EFFICIENT BIG DATA ANALYSIS ON COVID-19 MEDICAL DATA USING MACHINE LEARNING TECHNIQUES
Keywords:
Big Data Analytics, Regression analysis models, Machine learning, Health care, Covid -19, feature selection, medical data, Classification.Abstract
In the present technological era, massive amounts of big data are rendered and gathered from various rich data sources. These big data can be of distinct levels of integrity because some are actual while others are vague and indecisive. Embedded in these big data are valuable data and valuable knowledge. Examples of these big data are healthcare and epidemiological data, such as data related to patients who are sorrowed from epidemic illnesses like the coronavirus disease 2019 (COVID-19). Due to the quick spread of COVID-19 to almost every part of the world, massive volumes of data and case investigations have been created, providing investigators with a special opportunity to discover tendencies and make findings like never before by leveraging such big data.

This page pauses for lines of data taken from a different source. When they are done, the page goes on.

PR #537, opened 2018-10-03
Add prioritised traversal of nodes

BackEndTea:


lib/PhpParser/NodeTraverser.php
```diff
@@ -49,6 +49,22 @@ public function addVisitor(NodeVisitor $visitor) {
         $this->visitors[] = $visitor;
     }
 
+    /**
+     *
```
borNfreee: extra line?

nikic:
As this is both easy to implement outside of PHP-Parser and not commonly needed functionality, I'm skeptical about including this. If I were designing this class today I'd drop addVisitor/removeVisitor altogether and only accept an array on construction -- the job of this class is to traverse an AST, not to reimplement an array or priority queue...

TomasVotruba:
I also use priorities and now do it like this:

https://github.com/rectorphp/rector/blob/master/packages/NodeTypeResolver/src/NodeScopeAndMetadataDecorator.php#L83-L90

Accepting on construction would be more clear.
Priorities on the other hand would allow making use of DI container. It's common pattern to define priority inside the service and let DI handle that.

lib/PhpParser/NodeTraverser.php
```diff
@@ -49,6 +49,21 @@ public function addVisitor(NodeVisitor $visitor) {
...
+     * @param NodeVisitor $visitor
+     * @param int $priority
+     */
+    public function addPrioritizedVisitor(NodeVisitor $visitor, int $priority) {
+        if(\array_key_exists($priority, $this->visitors)) {
+            throw new \LogicException(sprintf('Priority %s already exists.', $priority));
+        }
+
+        $this->visitors[$priority] = $visitor;
+        krsort($this->visitors);
```
TomasVotruba: Very elegant solution btw. I always have extra "sortByPriority()" method and have to call it every where. This is much better!

PR #548, opened 2018-11-13
Exclude files and folders from release archive

ankurk91:
Hi,

Let's not publish all those file.
`.gitattributes` can be used to exclude files from final archive that is downloaded by composer.

Read more
- https://madewithlove.be/gitattributes/
- https://alexbilbie.com/2012/11/exclude-objects-with-gitattributes/
- http://www.pixelite.co.nz/article/using-git-attributes-exclude-files-your-release/

### DIFF
--- a/.gitattributes
+++ b/.gitattributes
@@ -1,0 +1,6 @@
+/doc export-ignore
+/test export-ignore
+/test_old export-ignore
+/.gitignore export-ignore
+/.travis.yml export-ignore
+/phpunit.xml.dist export-ignore


ankurk91:
@nikic 
Am i missing something here?

nikic:
See #178. Just to double check, @remicollet, you still feel the same way about not excluding any files via .gitattributes?

remicollet:
> you still feel the same way about not excluding any files via .gitattributes?

Yes

(sadly PHP is the only language without a proper installer, able to manage file role, such as the old pear/pecl, npm, cpan, pip, ...)

PR #549, opened 2018-11-20
[cs] remove unused @var name

TomasVotruba:


nikic:
Is this the only occurrence of this issue?

nikic:
Thanks!

PR #553, opened 2018-11-30
Add lexer error when encountering invalid strings

### LINKED ISSUE #551: Undefined offset when parsing malformed string in array
```php
$a = ["a "thing"];
```

Output is:
```
Undefined offset: 6
.../vendor/nikic/php-parser/lib/PhpParser/Parser/Php7.php:2361
```

muglug:
Fixes #551

Let me know it would unduly affect performance or introduce regressions.

Thanks for all your work on PHP Parser!


nikic:
I haven't looked into this issue yet, but usually "undefined offset" errors are a result of a bug in the generated parser or the parsing algorithm. It may be that adding these extra productions fixes this particular case, but the issue may appear through some other way. I'll try to look at some parser traces tomorrow.

muglug:
A different alternative fix means that error recovery is diminished for
```php
[$foo $bar]; // only $foo is in parsed results
```

muglug:
I think the culprit is

```
comma_or_error:
      ','
    | error
;
```

Removing `| error` prevents the problem (but also breaks more recovery tests than my fix)

nikic:
You're right that `comma_or_error` is at fault here. I pushed a different fix at f42bbc2403ebc1178d9ae4f1029c0e8ddc6aa451 which simply removes the code generating the notice.

If no explicit action for a production is given, it defaults to performing `$$=$1`, which does not make a lot of sense for `error`, which will generally not have any meaningful value. This change just suppresses this default.

muglug:
Awesome, thanks!

PR #562, opened 2018-12-25
[WIP] Fix trialing comma for array

zhujinxuan:
Work in progress


zhujinxuan:
Hi, @nikic . it is almost done.  But there is still a problem, how can I get the line number of all commas in checkArray_ ?  Currently, I have no idea how to access the line number.

lib/PhpParser/ParserAbstract.php
```diff
@@ -824,6 +824,12 @@ protected function parseDocString(
         }
     }
 
+    protected function checkArray_(Node\Expr\Array_ $a) {
```
nikic: The trailing `_` here is not necessary. It's only used in `Array_` to avoid clashing with the reserved keyword.

lib/PhpParser/ParserAbstract.php
```diff
@@ -824,6 +824,12 @@ protected function parseDocString(
...
+        if (in_array(null, $a->items, true)) {
```
nikic: This will also have to check the array recursively to catch cases like `$x = [1, [2,,,,]];`.

zhujinxuan:
Hi, @nikic .  I have finished on the comment and emit error with start line.  It is ready for review now.

zhujinxuan:
I think we shall have separate array_item_left and array_short_list_left, the following code is illegal in php but legal in current parser:

```
array($a)] = [[1]];
```

zhujinxuan:
Cannot be fixed by adding `expr_left`.  kmycc consider the definition of `expr_left` and `expr` conflicting because they both have variable and '['.

zhujinxuan:
Cannot find a way to fix it.  Close this PR

PR #565, opened 2019-01-03
Add float/real/double kind to Expr\Cast\Double_

### LINKED ISSUE #564: Ability to differntiate (real), (float) and (double)
I know these are technically synonymous, but it would be handy to detect them.
Why? Becaus `(real)` case is [about to be deprecated in PHP 7.4](https://wiki.php.net/rfc/deprecations_php_7_4#the_real_type).

Same as `Array_` has:

```php
$items = [];
$items = array();
```

```php
class Array_ extends Expr
{
    const KIND_LONG = 1;  // array() syntax
    const KIND_SHORT = 2; // [] syntax
```

E.g.

```php
class Double extends Cast
{
    const KIND_DOUBLE = 1;
    const KIND_FLOAT = 3;
    const KIND_REAL = 3;
```

What do you think?

TomasVotruba:
Closes #564 

This is my first real contribution to the parser, I used [the fork README reference](https://github.com/nikic/PHP-Parser/tree/master/grammar#building-the-parser) and learned present syntax.

Let me know if I missed something.


grammar/php5.y
```diff
@@ -628,7 +628,17 @@ expr:
     | T_REQUIRE expr                                        { $$ = Expr\Include_[$2, Expr\Include_::TYPE_REQUIRE]; }
     | T_REQUIRE_ONCE expr                                   { $$ = Expr\Include_[$2, Expr\Include_::TYPE_REQUIRE_ONCE]; }
     | T_INT_CAST expr                                       { $$ = Expr\Cast\Int_    [$2]; }
-    | T_DOUBLE_CAST expr                                    { $$ = Expr\Cast\Double  [$2]; }
+    | T_DOUBLE_CAST expr
+          { $attrs = attributes();
+            $cast = strtolower($1);
+            if ($cast === '(float)') {
```
nikic: Things like `(  float  )` should also be handled.

TomasVotruba: Sure. Any tips how? Regular expression?

nikic: Maybe only check if it contains float/real/double, rather than exact equality?

TomasVotruba: Done :+1:

grammar/php5.y
```diff
@@ -628,7 +628,17 @@ expr:
...
+    | T_DOUBLE_CAST expr
+          { $attrs = attributes();
+            $cast = strtolower($1);
+            if (strpos($cast, 'float') !== false) {
+                $attrs['kind'] = Expr\Cast\Double::KIND_FLOAT;
+            } elseif (strpos($cast, 'real') !== false) {
+                $attrs['kind'] = Expr\Cast\Double::KIND_REAL;
+            } else {
+                $attrs['kind'] = Expr\Cast\Double::KIND_DOUBLE;
+            }
```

This paper demonstrates the growing database of COVID-2019 has been studied from March 1, 2020, to April 11, 2020, and the next one is forecasted for the number of patients suffering from the rising COVID-2019.Various regression analysis models have been operated for data analysis of COVID-2019 in India based on data kept by Kaggle from 1 March 2020 to 11 April 2020. In this analysis, we have performed three regression analysis-based models, namely quadratic, sixth-degree, and exponential polynomial, respectively, for the COVID-2019 dataset. We have calculated these three regression analysis models’ roots mean square error (RMSE). In these three models, the RMSE of a sixth-degree polynomial is significantly less than others, like a quadratic and exponential polynomial. Thus, the sixth-degree polynomial regression model is an excellent model for predicting the next coming days for COVID-2019 data analysis in India.